### Input
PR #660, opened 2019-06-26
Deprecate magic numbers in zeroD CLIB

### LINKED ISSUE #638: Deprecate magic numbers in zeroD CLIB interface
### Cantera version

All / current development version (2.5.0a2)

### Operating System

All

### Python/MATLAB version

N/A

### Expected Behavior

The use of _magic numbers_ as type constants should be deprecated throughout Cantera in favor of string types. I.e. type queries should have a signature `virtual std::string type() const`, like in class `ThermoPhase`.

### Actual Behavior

### Exercise instructions
Restate the final lines of the listing above word for word, beginning at the line that contains "All / current development version (2.5.0a2)".

### Response
All / current development version (2.5.0a2)

### Operating System

All

### Python/MATLAB version

N/A

### Expected Behavior

The use of _magic numbers_ as type constants should be deprecated throughout Cantera in favor of string types. I.e. type queries should have a signature `virtual std::string type() const`, like in class `ThermoPhase`.

### Actual Behavior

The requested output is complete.